- Directed by: Tikiri Ratnayake
- Written by: Tikiri Ratnayake
- Produced by: Sama Rathnayake
- Starring: Anoja Weerasinghe Kanchana Mendis Hemasiri Liyanage
- Cinematography: Lal Wickramarachchi
- Edited by: Elmo Halliday
- Music by: Navaratne Gamage
- Distributed by: EAP Theatres
- Release date: 12 February 2003;
- Running time: 90 minutes
- Country: Sri Lanka
- Language: Sinhala

= Pura Sakmana =

Pura Sakmana (Bitter Harvest) (පුර සක්මන) is a 2007 Sri Lankan Sinhala film directed by Tikiri Ratnayake and produced by Sama Rathnayake. It stars Anoja Weerasinghe and Kanchana Mendis in lead roles along with Hemasiri Liyanage and Cletus Mendis. Music composed by Navaratne Gamage.
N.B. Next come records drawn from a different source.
PR #2041, opened 2025-10-25
Import register uniqueness tests

hainest:
These were previously in the 'external-tests' repo. They should be here so they are actually unit tests.

The name [cache](https://github.com/dyninst/dyninst/blob/master/common/src/registers/MachRegister.C#L32) in `MachRegister` doesn't handle aliases, so the alias handling here is very ham-fisted. I should fix the `MachRegister` class at some point.

### DIFF
--- a/tests/unit/common/registers/uniqueness.cpp
+++ b/tests/unit/common/registers/uniqueness.cpp
@@ -46,7 +46,6 @@ bool check(Dyninst::Architecture arch) {
   auto success = true;
 
   std::unordered_map<unsigned int, std::string> vals;
-  int i = 0;
   for(auto r : regs) {
     auto res = vals.insert({r.val(), r.name()});
     auto itr = res.first;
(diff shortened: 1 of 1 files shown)


tests/unit/common/registers/uniqueness.cpp
```diff
@@ -0,0 +1,231 @@
...
+  int i = 0;
+  for(auto r : regs) {
+    auto res = vals.insert({r.val(), r.name()});
+    auto itr = res.first;
+    auto inserted = res.second;
+    if(!inserted && !known_alias(r.name())) {
+      auto val = itr->first;
+      auto name = itr->second;
+      std::cerr << "alias: 0x" << std::hex << val
+                << "  " << r.name() << "  " << std::dec << i << "\n";
```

It is the 1001st Sri Lankan film in the Sinhala cinema.

==Cast==
- Anoja Weerasinghe as Gunawathi
- Kanchana Mendis
- Hemasiri Liyanage
- Janaka Kumbukage
- Richard Weerakody
- Cletus Mendis
- Duleeka Marapana
- Grace Ariyawimal
- Vinnie Wettasinghe

== Screening ==
The film was screened at 26th Cairo Intentional Film Festival and Asian Film Festival in Mumbai.